**Assignment**
The entries below hold a line with "Also... a few" and a line with "Yeah, it kinda". Return those lines and all that lie between them, exactly and only.

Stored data
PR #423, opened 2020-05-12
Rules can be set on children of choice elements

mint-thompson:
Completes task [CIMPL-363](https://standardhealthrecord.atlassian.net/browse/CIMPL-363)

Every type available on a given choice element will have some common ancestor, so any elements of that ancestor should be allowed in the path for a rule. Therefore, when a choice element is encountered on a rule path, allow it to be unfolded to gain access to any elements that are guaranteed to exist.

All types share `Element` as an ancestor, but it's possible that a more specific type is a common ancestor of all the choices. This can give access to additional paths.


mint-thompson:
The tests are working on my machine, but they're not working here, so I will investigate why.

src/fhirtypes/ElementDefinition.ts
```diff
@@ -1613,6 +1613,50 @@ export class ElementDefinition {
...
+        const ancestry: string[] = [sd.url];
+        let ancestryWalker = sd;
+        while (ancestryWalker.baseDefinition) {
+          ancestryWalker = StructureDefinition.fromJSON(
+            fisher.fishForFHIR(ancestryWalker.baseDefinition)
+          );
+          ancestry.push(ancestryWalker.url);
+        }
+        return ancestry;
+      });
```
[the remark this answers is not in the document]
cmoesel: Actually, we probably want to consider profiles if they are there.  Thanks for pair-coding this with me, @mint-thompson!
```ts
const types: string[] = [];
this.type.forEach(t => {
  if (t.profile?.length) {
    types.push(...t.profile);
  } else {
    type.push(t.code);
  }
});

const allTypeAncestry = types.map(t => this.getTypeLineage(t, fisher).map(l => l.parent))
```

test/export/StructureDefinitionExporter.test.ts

---

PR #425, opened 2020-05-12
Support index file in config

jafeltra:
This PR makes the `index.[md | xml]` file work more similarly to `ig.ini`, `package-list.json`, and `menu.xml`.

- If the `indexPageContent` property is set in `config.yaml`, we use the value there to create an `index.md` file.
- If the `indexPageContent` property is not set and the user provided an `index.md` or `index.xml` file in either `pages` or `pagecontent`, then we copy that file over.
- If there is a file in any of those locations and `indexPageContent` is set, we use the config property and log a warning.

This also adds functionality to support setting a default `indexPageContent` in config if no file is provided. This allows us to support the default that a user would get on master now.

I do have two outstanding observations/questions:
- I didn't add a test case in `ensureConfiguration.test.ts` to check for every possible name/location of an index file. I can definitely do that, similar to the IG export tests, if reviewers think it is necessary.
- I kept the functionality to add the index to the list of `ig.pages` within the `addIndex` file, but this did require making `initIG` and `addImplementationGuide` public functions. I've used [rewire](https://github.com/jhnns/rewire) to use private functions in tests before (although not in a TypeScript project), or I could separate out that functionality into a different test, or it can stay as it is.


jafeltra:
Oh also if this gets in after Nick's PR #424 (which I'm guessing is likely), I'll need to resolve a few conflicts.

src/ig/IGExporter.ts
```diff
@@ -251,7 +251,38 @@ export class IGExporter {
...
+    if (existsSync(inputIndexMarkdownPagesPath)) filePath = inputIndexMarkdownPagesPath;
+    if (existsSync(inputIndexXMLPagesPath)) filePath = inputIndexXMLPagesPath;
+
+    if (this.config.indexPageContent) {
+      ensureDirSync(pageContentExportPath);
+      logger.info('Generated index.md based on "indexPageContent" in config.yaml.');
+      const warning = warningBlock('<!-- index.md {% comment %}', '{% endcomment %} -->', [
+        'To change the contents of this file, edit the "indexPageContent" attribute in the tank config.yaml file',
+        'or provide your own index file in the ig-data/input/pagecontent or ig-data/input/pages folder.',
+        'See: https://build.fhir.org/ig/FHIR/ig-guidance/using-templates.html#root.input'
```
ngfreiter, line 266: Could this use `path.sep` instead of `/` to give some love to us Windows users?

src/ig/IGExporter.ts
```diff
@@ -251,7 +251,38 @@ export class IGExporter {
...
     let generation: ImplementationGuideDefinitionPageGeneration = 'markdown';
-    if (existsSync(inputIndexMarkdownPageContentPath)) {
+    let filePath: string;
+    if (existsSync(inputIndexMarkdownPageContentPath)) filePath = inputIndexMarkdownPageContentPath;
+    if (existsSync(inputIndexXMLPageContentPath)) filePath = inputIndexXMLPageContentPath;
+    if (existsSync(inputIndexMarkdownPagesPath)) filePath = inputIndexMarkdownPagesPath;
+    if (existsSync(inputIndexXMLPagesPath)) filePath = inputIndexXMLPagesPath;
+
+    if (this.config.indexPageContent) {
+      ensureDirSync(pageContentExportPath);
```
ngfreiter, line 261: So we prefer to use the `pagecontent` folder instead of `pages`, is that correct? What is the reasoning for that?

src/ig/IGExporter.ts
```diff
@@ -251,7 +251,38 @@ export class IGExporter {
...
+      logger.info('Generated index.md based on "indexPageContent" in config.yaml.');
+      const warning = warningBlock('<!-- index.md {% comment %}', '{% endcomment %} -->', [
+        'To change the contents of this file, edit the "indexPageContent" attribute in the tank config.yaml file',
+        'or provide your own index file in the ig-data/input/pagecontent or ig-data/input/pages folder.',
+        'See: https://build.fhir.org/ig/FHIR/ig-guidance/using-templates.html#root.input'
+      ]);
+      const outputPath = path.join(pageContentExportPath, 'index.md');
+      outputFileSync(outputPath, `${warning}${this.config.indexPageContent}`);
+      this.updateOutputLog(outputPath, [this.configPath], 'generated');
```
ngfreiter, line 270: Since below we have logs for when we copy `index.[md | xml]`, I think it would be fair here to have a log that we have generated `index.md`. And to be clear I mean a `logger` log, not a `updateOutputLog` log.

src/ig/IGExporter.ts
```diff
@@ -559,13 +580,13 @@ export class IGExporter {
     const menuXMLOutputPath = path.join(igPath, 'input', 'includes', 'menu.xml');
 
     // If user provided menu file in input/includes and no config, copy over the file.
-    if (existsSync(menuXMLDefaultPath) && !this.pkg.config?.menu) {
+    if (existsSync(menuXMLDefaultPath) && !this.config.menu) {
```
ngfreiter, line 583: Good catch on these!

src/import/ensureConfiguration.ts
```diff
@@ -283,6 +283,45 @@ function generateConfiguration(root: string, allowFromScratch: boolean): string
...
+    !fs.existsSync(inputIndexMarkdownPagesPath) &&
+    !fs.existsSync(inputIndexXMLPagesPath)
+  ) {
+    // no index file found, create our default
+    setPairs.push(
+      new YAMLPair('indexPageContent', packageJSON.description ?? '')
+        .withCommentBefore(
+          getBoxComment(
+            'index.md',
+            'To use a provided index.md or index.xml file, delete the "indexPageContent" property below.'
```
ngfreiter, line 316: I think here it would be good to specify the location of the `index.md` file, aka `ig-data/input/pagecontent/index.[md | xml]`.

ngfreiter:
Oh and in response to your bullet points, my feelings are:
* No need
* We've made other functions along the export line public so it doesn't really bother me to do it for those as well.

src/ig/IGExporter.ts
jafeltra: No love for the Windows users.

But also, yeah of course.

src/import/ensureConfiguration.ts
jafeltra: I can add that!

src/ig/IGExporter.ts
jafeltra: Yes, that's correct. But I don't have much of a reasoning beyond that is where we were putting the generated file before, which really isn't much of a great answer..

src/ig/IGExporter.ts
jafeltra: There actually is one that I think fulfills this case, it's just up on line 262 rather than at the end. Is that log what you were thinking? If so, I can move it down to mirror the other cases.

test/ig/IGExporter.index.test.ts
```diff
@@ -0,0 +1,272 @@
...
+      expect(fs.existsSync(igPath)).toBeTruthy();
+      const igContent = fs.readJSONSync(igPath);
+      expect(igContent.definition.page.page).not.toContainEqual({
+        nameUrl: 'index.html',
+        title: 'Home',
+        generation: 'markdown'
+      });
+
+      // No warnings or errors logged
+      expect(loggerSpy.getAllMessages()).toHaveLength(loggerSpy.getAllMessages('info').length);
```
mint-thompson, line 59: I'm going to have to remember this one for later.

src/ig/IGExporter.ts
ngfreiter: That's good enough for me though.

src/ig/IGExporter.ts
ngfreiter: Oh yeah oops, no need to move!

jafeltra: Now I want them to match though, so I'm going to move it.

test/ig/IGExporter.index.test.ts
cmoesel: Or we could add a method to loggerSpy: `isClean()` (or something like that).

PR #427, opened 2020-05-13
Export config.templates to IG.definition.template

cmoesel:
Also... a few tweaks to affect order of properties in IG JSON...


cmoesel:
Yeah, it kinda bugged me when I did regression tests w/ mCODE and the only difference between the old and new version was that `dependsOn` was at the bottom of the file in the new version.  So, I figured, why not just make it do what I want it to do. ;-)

**Final answer**
Also... a few tweaks to affect order of properties in IG JSON...


cmoesel:
Yeah, it kinda bugged me when I did regression tests w/ mCODE and the only difference between the old and new version was that `dependsOn` was at the bottom of the file in the new version.  So, I figured, why not just make it do what I want it to do. ;-)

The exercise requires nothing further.